The answer must consist of every line below that contains the word "them".

[Items from a data source]
********
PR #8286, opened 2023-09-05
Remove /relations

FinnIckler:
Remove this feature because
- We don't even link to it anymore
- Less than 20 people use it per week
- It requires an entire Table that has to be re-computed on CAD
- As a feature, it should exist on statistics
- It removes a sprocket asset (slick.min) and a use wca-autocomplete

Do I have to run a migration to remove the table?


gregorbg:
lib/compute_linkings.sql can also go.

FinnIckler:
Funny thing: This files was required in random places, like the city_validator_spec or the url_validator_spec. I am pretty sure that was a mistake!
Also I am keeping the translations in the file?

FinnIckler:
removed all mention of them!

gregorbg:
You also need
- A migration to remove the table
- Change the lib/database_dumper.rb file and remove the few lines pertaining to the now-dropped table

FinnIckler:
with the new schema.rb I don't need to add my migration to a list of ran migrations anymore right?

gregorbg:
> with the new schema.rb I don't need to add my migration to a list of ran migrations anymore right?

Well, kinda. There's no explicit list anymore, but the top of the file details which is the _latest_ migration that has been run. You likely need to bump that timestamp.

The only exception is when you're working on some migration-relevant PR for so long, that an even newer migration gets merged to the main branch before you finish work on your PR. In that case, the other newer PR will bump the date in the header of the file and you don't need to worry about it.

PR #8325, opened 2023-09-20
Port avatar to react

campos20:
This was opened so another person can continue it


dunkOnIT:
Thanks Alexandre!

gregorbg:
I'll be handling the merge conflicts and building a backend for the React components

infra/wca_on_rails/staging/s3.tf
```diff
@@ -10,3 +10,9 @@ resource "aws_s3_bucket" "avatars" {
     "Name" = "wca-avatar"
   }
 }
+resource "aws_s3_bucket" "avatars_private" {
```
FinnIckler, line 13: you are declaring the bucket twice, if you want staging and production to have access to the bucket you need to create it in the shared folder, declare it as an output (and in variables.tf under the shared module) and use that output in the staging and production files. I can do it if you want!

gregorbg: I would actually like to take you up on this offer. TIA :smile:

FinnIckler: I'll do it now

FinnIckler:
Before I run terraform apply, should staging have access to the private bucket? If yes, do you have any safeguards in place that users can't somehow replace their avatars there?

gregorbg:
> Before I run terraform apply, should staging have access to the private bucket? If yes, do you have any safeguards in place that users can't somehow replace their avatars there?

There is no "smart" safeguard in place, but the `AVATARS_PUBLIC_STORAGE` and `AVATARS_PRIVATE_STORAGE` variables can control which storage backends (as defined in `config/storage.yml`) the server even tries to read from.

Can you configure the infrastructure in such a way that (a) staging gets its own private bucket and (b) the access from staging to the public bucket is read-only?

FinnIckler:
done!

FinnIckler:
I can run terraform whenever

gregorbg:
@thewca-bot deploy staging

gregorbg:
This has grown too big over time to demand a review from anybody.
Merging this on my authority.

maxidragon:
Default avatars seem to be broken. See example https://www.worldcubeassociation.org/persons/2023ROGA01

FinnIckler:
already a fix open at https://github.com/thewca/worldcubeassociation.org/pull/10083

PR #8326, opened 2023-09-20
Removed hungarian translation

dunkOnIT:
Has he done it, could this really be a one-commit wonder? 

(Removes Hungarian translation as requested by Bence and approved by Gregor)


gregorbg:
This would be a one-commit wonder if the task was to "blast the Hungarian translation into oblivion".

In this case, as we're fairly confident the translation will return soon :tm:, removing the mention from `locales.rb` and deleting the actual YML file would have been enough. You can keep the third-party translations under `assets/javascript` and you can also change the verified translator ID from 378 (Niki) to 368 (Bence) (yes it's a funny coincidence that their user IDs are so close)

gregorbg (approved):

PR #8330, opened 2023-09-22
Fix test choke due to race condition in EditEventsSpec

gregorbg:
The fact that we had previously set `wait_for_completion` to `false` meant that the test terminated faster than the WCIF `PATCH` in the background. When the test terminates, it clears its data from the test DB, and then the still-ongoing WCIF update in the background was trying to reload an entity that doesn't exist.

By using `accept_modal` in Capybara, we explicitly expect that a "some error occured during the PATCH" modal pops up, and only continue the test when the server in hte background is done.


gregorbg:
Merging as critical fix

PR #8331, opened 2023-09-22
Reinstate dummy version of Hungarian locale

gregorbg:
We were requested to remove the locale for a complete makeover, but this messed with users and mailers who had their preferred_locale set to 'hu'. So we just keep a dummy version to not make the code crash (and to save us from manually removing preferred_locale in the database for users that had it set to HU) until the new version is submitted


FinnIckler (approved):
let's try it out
********
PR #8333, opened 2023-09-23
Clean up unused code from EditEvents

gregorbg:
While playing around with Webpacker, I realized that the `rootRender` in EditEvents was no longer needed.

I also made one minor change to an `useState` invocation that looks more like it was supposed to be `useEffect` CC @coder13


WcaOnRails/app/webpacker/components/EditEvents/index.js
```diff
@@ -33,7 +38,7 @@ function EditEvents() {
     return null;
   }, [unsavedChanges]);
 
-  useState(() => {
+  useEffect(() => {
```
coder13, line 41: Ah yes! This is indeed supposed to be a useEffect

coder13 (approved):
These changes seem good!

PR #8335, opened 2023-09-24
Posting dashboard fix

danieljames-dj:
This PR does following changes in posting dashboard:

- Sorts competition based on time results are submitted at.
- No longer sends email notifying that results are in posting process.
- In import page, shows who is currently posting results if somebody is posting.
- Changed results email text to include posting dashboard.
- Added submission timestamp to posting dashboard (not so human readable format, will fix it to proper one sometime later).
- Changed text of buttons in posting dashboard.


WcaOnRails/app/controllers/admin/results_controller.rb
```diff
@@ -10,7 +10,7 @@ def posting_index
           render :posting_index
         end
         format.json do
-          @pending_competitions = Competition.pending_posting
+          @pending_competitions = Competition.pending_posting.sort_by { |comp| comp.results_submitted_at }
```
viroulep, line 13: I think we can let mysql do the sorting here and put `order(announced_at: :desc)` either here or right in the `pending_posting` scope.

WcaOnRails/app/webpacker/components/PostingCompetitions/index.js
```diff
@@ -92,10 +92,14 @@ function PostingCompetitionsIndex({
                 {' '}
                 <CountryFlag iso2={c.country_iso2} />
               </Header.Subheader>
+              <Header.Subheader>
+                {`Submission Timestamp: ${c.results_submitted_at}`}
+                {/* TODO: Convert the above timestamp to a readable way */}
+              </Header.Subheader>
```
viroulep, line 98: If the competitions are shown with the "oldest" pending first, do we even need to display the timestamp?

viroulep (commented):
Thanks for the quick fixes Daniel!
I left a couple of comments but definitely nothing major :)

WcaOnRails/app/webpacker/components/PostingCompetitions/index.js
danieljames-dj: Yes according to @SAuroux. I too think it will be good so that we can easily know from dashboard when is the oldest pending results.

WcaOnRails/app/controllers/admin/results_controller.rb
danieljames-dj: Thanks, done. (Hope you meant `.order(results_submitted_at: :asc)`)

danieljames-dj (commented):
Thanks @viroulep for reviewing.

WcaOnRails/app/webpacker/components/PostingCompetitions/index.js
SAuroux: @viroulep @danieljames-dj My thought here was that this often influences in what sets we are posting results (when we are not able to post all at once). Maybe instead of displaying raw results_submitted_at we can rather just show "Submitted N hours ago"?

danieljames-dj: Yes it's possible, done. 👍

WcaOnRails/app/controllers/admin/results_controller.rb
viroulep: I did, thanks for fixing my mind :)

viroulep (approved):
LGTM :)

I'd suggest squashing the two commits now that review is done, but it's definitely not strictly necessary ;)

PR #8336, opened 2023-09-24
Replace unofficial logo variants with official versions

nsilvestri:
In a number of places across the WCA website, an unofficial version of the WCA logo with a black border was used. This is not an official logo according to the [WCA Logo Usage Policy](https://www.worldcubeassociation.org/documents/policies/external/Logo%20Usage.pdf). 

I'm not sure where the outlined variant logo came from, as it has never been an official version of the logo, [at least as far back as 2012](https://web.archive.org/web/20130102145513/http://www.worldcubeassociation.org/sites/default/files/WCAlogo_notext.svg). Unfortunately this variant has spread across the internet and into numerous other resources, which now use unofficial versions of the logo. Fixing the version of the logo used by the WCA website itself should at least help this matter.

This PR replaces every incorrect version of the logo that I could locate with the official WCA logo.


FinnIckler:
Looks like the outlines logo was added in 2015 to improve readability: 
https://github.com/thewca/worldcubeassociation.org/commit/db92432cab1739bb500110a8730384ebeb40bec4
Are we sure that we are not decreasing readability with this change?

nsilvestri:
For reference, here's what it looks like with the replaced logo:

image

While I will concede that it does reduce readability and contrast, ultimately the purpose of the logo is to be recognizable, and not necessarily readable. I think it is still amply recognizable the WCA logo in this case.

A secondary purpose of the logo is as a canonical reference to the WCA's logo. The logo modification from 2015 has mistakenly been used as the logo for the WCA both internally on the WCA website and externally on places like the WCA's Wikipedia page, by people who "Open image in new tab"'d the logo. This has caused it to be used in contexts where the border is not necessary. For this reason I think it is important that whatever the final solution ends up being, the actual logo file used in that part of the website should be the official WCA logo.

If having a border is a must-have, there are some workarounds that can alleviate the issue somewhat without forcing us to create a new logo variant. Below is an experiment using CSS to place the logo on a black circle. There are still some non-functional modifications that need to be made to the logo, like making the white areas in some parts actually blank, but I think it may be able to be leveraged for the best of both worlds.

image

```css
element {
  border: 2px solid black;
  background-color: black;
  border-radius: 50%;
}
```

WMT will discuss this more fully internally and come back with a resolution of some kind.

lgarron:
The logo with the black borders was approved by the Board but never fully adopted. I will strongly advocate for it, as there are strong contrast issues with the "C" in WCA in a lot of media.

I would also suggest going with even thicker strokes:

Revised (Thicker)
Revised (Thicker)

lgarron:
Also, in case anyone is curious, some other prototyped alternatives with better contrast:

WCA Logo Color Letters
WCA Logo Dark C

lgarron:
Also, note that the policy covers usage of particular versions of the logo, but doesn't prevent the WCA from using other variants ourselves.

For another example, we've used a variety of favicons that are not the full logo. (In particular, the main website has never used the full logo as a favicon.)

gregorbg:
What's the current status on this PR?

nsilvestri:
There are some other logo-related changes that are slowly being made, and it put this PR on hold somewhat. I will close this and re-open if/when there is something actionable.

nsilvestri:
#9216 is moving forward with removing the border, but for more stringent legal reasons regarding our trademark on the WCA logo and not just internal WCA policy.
********
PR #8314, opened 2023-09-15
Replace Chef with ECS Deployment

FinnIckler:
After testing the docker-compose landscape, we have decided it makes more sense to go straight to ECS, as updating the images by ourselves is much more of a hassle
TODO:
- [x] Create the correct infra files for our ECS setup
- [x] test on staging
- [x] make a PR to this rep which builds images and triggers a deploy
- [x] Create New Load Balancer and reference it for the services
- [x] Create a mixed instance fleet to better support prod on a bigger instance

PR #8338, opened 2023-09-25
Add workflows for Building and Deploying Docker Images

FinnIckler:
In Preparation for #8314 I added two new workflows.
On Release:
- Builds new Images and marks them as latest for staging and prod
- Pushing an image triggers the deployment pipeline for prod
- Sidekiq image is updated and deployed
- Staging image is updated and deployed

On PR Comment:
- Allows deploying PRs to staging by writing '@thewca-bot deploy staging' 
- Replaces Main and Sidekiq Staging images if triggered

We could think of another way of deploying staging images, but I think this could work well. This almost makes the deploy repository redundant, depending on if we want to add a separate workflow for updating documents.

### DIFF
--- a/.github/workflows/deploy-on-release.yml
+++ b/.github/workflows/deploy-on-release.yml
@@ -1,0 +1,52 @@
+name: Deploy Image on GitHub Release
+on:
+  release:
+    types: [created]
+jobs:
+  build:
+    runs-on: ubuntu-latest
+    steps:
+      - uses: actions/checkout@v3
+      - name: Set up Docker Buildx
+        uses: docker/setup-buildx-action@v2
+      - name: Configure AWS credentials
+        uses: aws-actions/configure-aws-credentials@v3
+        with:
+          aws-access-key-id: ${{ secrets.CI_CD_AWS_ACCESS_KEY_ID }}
********
ANSWER TO THE PROBLEM:
removed all mention of them!
- Builds new Images and marks them as latest for staging and prod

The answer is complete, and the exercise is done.